→ Work instructions
Please transcribe exactly, and only, the lines of the data below between the line holding "PR #4485, opened 2022-12-05" and the line holding "Chris is right, that", inclusive.

→ Data to use
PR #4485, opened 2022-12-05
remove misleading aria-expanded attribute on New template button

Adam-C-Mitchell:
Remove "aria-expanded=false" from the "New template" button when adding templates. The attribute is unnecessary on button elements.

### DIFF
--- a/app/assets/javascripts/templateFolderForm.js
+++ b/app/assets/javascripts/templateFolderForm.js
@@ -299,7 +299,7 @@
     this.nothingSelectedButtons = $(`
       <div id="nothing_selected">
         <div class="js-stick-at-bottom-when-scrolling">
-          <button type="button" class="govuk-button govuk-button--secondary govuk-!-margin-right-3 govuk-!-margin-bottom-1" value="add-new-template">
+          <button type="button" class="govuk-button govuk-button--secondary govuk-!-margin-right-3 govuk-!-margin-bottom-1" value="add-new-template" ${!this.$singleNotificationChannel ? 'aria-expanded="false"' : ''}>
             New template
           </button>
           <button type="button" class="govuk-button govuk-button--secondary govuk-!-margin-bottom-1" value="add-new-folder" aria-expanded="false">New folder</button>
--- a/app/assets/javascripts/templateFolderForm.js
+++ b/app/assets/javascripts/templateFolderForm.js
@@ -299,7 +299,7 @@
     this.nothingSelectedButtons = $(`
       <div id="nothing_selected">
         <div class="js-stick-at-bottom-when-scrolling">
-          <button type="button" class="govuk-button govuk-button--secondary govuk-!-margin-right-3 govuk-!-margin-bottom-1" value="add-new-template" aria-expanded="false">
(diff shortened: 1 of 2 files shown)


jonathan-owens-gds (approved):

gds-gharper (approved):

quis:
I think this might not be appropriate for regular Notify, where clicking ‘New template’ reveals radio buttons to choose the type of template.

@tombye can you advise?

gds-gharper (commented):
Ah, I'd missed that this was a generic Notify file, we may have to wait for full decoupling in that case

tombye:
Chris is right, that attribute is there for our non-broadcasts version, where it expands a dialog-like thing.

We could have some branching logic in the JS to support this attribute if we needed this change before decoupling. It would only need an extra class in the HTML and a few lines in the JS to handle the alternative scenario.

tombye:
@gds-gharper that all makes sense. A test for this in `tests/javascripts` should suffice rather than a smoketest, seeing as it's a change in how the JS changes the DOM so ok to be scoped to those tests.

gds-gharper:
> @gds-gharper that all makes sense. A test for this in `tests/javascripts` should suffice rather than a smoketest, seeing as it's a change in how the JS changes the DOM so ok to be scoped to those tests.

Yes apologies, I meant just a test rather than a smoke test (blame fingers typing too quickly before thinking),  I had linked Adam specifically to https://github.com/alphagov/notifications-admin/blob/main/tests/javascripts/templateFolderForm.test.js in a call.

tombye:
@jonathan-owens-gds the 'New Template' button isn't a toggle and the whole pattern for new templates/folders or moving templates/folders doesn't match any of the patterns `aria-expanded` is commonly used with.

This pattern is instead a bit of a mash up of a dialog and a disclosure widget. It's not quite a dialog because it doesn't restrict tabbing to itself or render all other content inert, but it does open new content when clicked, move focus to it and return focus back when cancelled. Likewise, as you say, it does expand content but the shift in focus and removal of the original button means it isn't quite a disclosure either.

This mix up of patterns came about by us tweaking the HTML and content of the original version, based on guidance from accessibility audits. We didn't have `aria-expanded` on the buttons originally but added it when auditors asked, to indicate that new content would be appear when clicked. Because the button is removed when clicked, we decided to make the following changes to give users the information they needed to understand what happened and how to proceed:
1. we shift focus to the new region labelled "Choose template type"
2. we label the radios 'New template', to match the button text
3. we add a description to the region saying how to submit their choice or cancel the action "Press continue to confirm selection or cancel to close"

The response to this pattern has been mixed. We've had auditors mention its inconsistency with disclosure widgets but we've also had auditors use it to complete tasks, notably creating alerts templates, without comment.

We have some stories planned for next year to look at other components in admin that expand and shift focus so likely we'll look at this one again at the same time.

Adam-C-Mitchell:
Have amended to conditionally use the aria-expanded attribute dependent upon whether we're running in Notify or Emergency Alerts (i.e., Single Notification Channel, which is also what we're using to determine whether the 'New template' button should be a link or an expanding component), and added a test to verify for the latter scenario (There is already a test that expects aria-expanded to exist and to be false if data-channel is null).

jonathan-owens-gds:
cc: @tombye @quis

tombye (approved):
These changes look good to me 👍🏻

--

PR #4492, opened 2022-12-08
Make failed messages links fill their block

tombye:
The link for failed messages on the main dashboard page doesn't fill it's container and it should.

==

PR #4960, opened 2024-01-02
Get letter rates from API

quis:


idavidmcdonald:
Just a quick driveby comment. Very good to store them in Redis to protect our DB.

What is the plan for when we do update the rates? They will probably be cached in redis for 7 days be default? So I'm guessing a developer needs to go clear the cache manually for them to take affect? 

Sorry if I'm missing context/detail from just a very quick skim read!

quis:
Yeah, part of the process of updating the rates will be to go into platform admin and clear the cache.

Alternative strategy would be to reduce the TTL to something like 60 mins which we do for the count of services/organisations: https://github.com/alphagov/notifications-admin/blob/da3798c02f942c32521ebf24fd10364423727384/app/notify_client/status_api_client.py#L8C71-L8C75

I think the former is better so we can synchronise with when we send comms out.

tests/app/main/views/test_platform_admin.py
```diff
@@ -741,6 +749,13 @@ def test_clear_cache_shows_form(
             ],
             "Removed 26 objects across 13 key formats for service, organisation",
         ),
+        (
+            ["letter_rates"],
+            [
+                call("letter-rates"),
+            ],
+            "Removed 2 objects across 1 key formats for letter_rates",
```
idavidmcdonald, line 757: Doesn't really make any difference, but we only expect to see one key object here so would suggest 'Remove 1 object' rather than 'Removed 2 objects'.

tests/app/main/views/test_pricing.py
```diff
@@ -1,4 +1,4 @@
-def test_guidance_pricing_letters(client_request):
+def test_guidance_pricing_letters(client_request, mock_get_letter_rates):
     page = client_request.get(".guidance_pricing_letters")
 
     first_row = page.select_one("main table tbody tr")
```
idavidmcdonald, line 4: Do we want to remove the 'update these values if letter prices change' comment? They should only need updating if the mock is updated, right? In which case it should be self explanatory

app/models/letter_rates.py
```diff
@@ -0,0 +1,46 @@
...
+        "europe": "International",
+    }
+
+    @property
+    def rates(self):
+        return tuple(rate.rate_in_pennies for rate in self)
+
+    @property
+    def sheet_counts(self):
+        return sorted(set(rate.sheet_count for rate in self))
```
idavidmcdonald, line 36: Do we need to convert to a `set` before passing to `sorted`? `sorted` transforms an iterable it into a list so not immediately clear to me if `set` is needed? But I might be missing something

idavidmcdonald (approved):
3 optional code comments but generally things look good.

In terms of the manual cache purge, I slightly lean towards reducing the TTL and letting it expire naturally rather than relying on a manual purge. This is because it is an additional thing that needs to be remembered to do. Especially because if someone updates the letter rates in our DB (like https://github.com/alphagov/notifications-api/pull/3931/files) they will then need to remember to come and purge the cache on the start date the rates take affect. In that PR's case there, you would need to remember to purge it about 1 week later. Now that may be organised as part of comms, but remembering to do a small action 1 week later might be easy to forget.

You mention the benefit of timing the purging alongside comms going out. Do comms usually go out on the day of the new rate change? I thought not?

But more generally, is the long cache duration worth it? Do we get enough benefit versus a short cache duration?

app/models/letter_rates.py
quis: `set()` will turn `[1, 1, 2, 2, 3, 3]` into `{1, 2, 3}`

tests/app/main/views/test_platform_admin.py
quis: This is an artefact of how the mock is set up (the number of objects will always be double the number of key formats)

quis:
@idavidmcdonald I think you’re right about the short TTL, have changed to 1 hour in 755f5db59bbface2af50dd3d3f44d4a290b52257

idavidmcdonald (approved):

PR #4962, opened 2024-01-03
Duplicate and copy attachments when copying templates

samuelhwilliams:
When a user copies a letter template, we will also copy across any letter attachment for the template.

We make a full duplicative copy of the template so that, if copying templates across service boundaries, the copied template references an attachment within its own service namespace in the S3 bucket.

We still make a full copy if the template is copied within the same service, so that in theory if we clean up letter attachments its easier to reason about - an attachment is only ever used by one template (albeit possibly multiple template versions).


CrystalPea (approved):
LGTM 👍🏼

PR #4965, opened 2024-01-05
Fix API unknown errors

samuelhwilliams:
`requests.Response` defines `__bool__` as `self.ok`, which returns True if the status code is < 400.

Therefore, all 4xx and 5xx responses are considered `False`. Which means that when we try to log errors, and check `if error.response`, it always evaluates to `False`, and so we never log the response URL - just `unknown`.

→ Written solution
PR #4485, opened 2022-12-05
remove misleading aria-expanded attribute on New template button

Adam-C-Mitchell:
Remove "aria-expanded=false" from the "New template" button when adding templates. The attribute is unnecessary on button elements.

### DIFF
--- a/app/assets/javascripts/templateFolderForm.js
+++ b/app/assets/javascripts/templateFolderForm.js
@@ -299,7 +299,7 @@
     this.nothingSelectedButtons = $(`
       <div id="nothing_selected">
         <div class="js-stick-at-bottom-when-scrolling">
-          <button type="button" class="govuk-button govuk-button--secondary govuk-!-margin-right-3 govuk-!-margin-bottom-1" value="add-new-template">
+          <button type="button" class="govuk-button govuk-button--secondary govuk-!-margin-right-3 govuk-!-margin-bottom-1" value="add-new-template" ${!this.$singleNotificationChannel ? 'aria-expanded="false"' : ''}>
             New template
           </button>
           <button type="button" class="govuk-button govuk-button--secondary govuk-!-margin-bottom-1" value="add-new-folder" aria-expanded="false">New folder</button>
--- a/app/assets/javascripts/templateFolderForm.js
+++ b/app/assets/javascripts/templateFolderForm.js
@@ -299,7 +299,7 @@
     this.nothingSelectedButtons = $(`
       <div id="nothing_selected">
         <div class="js-stick-at-bottom-when-scrolling">
-          <button type="button" class="govuk-button govuk-button--secondary govuk-!-margin-right-3 govuk-!-margin-bottom-1" value="add-new-template" aria-expanded="false">
(diff shortened: 1 of 2 files shown)


jonathan-owens-gds (approved):

gds-gharper (approved):

quis:
I think this might not be appropriate for regular Notify, where clicking ‘New template’ reveals radio buttons to choose the type of template.

@tombye can you advise?

gds-gharper (commented):
Ah, I'd missed that this was a generic Notify file, we may have to wait for full decoupling in that case

tombye:
Chris is right, that attribute is there for our non-broadcasts version, where it expands a dialog-like thing.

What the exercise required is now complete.